Любопытство склонно к допущениям и гиперболам. Завидев покров тайны, оно немедленно допускает, что за покровом находится что-то из ряда вон выходящее. Предмет или знание, обладание которыми стоит риска расстаться с жизнью. Такой никчемной без вот этого самого. Того, что за покровом. За которым запросто может сидеть, раздувая звуковые мешки, самая обычная жаба. Хорошо еще, если из семейства Bufa Bufa. Заставь ее хорошенько пропотеть, слижи с нее пот и тогда, возможно, действительно увидишь нечто экстраординарное. Но кратковременное и эфемерное. В этой, единственно доступной человеческим ощущениям вселенной не существующее. А дальше – горькое разочарование и закономерное скорое наказание за дерзость.

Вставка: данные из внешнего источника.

PR #143, opened 2020-06-10
Fixes #142: ide:wizard:ssh-key:create-upload broken due to missing sh…

### LINKED ISSUE #142: ide:wizard:ssh-key:create-upload broken due to missing shell script
Attempting to run `ide:wizard:ssh-key:create-upload` will throw an error:
```
In IdeWizardCreateSshKeyCommand.php line 126:
  Unable to add SSH key to local SSH agent:ssh_askpass: exec(phar:///usr/local/bin/acli/src/Command/Ide/Wizard/passphrase_prompt.sh)  
  : No such file or directory
```

We thought we fixed this by including the shell script in the phar, but I confirmed it's there and we still get the error.

I think the problem is that there's simply no way to run a shell script packaged inside a phar, without doing some gymnastics: https://stackoverflow.com/questions/41710814/execute-helper-script-inside-of-phar

grasmash:
…ell script.

### DIFF
--- a/src/Command/Ide/Wizard/IdeWizardCreateSshKeyCommand.php
+++ b/src/Command/Ide/Wizard/IdeWizardCreateSshKeyCommand.php
@@ -126,6 +126,7 @@ class IdeWizardCreateSshKeyCommand extends IdeWizardCommandBase {
 echo $SSH_PASS
 EOT
     );
+    $this->localMachineHelper->getFilesystem()->chmod($temp_filepath, 0755);
 
     $private_key_filepath = str_replace('.pub', '', $filepath);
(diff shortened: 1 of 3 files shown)


src/Command/Ide/Wizard/IdeWizardCreateSshKeyCommand.php
```diff
@@ -119,9 +119,18 @@ protected function localIdeSshKeyExists(): bool {
    */
   protected function addSshKeyToAgent($filepath, $password): void {
     // We must use a separate script to mimic user input due to the limitations of the `ssh-add` command.
-    $passphrase_prompt_script = __DIR__ . '/passphrase_prompt.sh';
+    // @see https://www.linux.com/topic/networking/manage-ssh-key-file-passphrase/
+    $temp_filepath = $this->localMachineHelper->getFilesystem()->tempnam(sys_get_temp_dir(), 'acli');
+    $this->localMachineHelper->writeFile($temp_filepath, <<<'EOT'
```
grasmash, line 124: I'm not too worried about this given that this command is intended only to be run inside of an IDE.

«Надул, сука такая!» – визжит праматерь Ева, швыряя вослед уползающему змию ржавеющий огрызок – «Яблоко как яблоко!!!»

Змий оглядывается, подносит кончик хвоста к пасти и, ухмыляясь, посылает Еве воздушный поцелуй. После чего бесследно скрывается в райском разнотравии. Ева с Адамом собирают нехитрые пожитки и, понурив головы, плетутся на восток от Эдема. Преследуемые Господним проклятием.

«В поте лица своего станешь добывать хлеб свой!»